Sunday, May 1, 2005

Reginald Robinson - Ragtime piano

Just finished reading Ragtime Blues in today’s Chicago Tribune. What a powerful article: Reginald Robinson, a drop-out from inner-city Chicago holed up in his bedroom and taught himself to play ragtime piano, and emerged just a few years later as a genius piano player who could evoke the ghost of Scott Joplin while composing original melodies that many consider Joplin’s equal.



Last fall, Robinson won the MacArthur Genius Award, which grants each winner a $100,000 annual stipend for five years. He heard he’d won while shivering in his Chicago apartment — the heat had been turned off and he was penniless.

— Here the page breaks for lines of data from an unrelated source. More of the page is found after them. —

PR #1029, opened 2022-05-10
fix permission dialog when watching group

ThomasJuster:
## Description

Fixes #...

From my understanding, in this context (watching a group) `giverPermissions=item.permissions`, can you confirm that @smadbe and @GabrielVidal1 ?

## Test cases

- [ ] Case 1:
  1. Given I am the usual user
  2. When I go to [this group](https://dev.algorea.org/branch/fix-watchedgroup-permissions-dialog/en/#/groups/by-id/672913018859223173;path=52767158366271444/details)
  3. And I watch group
  4. And I click on first suggestion "Test 2"
  5. And I open collapsible section "Pixal can access this activity"
  6. And I click on "Edit permissions"
  7. Then I see the permissions dialog is displayed
  8. And I edit the first value of the form and save
  9. Then I see permissions are saved (network panel) and the item is reloaded seamlessly

### DIFF
--- a/src/app/modules/item/components/item-permissions/item-permissions.component.html
+++ b/src/app/modules/item/components/item-permissions/item-permissions.component.html
@@ -81,7 +81,7 @@
           Note that some subgroups or users of the groups may have higher permissions.
         </div>
 
-        <ng-container *ngIf="permissions.canGrantView !== 'none' && watchedGroup.currentUserCanGrantGroupAccess">
+        <ng-container *ngIf="permissions.canGrantView !== 'none' && watchedGroup.currentUserCanGrantGroupAccess && itemData?.item?.permissions">
           <div class="give-access-button">
             <button
                 pButton
@@ -98,6 +98,7 @@
               [title]="watchedGroup.name"
               [targetType]="'Groups'"
               [permissions]="permissions"
+              [giverPermissions]="itemData?.item?.permissions"
               (close)="closePermissionsDialog()"
               (save)="onPermissionsDialogSave($event)"
           ></alg-permissions-edit-dialog>
--- a/src/app/modules/item/components/item-permissions/item-permissions.component.html
+++ b/src/app/modules/item/components/item-permissions/item-permissions.component.html
@@ -99,7 +99,7 @@
               [title]="watchedGroup.name"
               [targetType]="'Groups'"
               [permissions]="permissions"
-              [giverPermissions]="itemData?.item?.permissions"
+              [giverPermissions]="itemData.item.permissions"
               (close)="closePermissionsDialog()"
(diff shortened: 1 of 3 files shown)


smadbe:
> From my understanding, in this context (watching a group) giverPermissions=item.permissions, can you confirm that ?

In general, yes but not always. Not when watching a user for instance. Hum I have to think how we can solve that...

smadbe:
> > From my understanding, in this context (watching a group) giverPermissions=item.permissions, can you confirm that ?
> 
> In general, yes but not always. Not when watching a user for instance. Hum I have to think how we can solve that...

In practice, for quite wrong/bad reason, there is never this "Edit permissions" on user. And for other case, it should also work "by coincidence".
So you can take this assumption for now... maybe just put into comment that it is assumption which is valid for now.

src/app/modules/item/components/item-permissions/item-permissions.component.html
```diff
@@ -93,11 +93,13 @@
             ></button>
           </div>
 
+          <!-- NOTE: For now, we can assume that giver permissions is equivalent to user permissions on item. -->
```
smadbe, line 96: I am very sorry, I've completely misunderstood your initial question. 

> From my understanding, in this context (watching a group) giverPermissions=item.permissions,

Yes and that's all. 

All my remarks were about the permission source group... but that's completely unrelated and another issue.

So this comment you added does not make sense. Can you remove it please? 😔

src/app/modules/item/components/item-permissions/item-permissions.component.html
```diff
@@ -81,7 +81,7 @@
           Note that some subgroups or users of the groups may have higher permissions.
         </div>
 
-        <ng-container *ngIf="permissions.canGrantView !== 'none' && watchedGroup.currentUserCanGrantGroupAccess">
+        <ng-container *ngIf="permissions.canGrantView !== 'none' && watchedGroup.currentUserCanGrantGroupAccess && itemData?.item?.permissions">
```
smadbe, line 84: `item` does not seem to be optional in `itemData`

smadbe (approved):

src/app/modules/item/components/item-permissions/item-permissions.component.html
ThomasJuster: Still the template optional chaining issue, TS detects it properly but angular templates don't :shrug:

src/app/modules/item/components/item-permissions/item-permissions.component.html
ThomasJuster: No pb, thanks for taking the time to check :pray: 
Fixed

Iloveall (approved):

PR #1030, opened 2022-05-11
path suggestion proposal

ThomasJuster:
## Description

Fixes #...

I created this PR because in my opinion using intensively rxjs was not _that_ readable and might also be tricky to maintain later on. When taking a step back, the goal was to fix 2 remaining code issues:
- A mix between rxjs to open the overlay with delay and imperative js to close the overlay
- The `while` + `if` loop not very maintainable in my opinion in the future

For UI issues, I did not touch the UI so I'll comment them in the original PR.

For the last row UI issue, I think it's an acceptable trade-off to leave it as is because I think the extra effort to make it work it would require is less interesting than the value it brings to the platform.

## Test cases (taken from original PR)

- [ ] Case 1:
  1. Given I am the usual user
  2. When I go to [this page](https://dev.algorea.org/branch/path-suggestion-proposal/en/#/groups/by-id/4322568739774621128;path=52767158366271444/details)
  3. And hover on one of row table
  4. Then I see overlay with path suggestion

- [ ] Case 2:
  1. Given I am the usual user
  2. When I go to [this page](https://dev.algorea.org/branch/path-suggestion-proposal/en/#/groups/by-id/49268055312628123;path=/details)
  3. And hover on one row with "Locked content"
  4. Then I see overlay with path suggestion with error message: "You are not allowed to view path suggestion."

### DIFF
--- a/src/app/modules/group/components/group-log-view/group-log-view.component.ts
+++ b/src/app/modules/group/components/group-log-view/group-log-view.component.ts
@@ -1,19 +1,8 @@
-import {
-  Component,
-  ElementRef,
-  Input,
-  OnChanges,
-  OnDestroy,
-  OnInit,
-  QueryList,
-  ViewChild,
-  ViewChildren
-} from '@angular/core';
-import { BehaviorSubject, debounceTime, Observable, ReplaySubject, Subject, Subscription } from 'rxjs';
-import { filter, map, shareReplay, switchMap } from 'rxjs/operators';
+import { Component, ElementRef, Input, OnChanges, OnDestroy, QueryList, ViewChild, ViewChildren } from '@angular/core';
+import { BehaviorSubject, debounceTime, merge, Observable, ReplaySubject, Subject } from 'rxjs';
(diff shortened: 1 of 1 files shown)


src/app/modules/group/components/group-log-view/group-log-view.component.ts
```diff
@@ -130,27 +118,17 @@ export class GroupLogViewComponent implements OnChanges, OnInit, OnDestroy {
...
-    if (target instanceof HTMLElement && relatedTarget instanceof HTMLElement) {
-      let currentElement = relatedTarget;
-      while (currentElement.parentElement) {
-        if (currentElement.classList.contains('alg-path-suggestion-overlay')) {
-          closeOverlay = false;
-          break;
-        }
-        currentElement = currentElement.parentElement;
-      }
-    }
```
ThomasJuster, line 144: I tested it and it looked to me to be exactly equivalent to [`.closest(selector)` function](https://developer.mozilla.org/en-US/docs/Web/API/Element/closest).

Iloveall (approved):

A snippet from the article:



That a young man whose childhood was punctuated with shootings and other inner-city horrors—a kid who failed 7th grade before eventually bailing on the Chicago public schools-should emerge as the leading hope of a long-lost art form would seem remarkable enough. But that he taught himself practically everything he knows about music, spending years decoding notes and chords, only underscores the magnitude of his achievement.



Yet on this day, as on most others, his focus is not on his arduous journey but on its goal, the music. “A lot of people think ragtime is hokey,” concedes Robinson, who stands about 5 feet 8 inches but produces the colossal sound of a much larger man. “But in my mind, it’s deeper than that… . You can hear every emotion; all of life is in it.”



Check out the article, and look for re-releases of his CDs coming out soon. What little I’ve heard so far is spellbinding.